◆ **EXERCISE OBJECTIVE**: Once you have read the listing below, write all of it out again exactly.

◇ ◇ ◇ ◇

PR #344, opened 2024-03-01
update psis paper reference

avehtari:
psis paper has been accepted for publication


paul-buerkner:
Congratulations! I almost cannot believe they eventually accepted this paper after having it in review for about 6(?) years :-D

◇ ◇ ◇ ◇

◆ **YOUR SOLUTION**:
PR #344, opened 2024-03-01
update psis paper reference

avehtari:
psis paper has been accepted for publication


paul-buerkner:
Congratulations! I almost cannot believe they eventually accepted this paper after having it in review for about 6(?) years :-D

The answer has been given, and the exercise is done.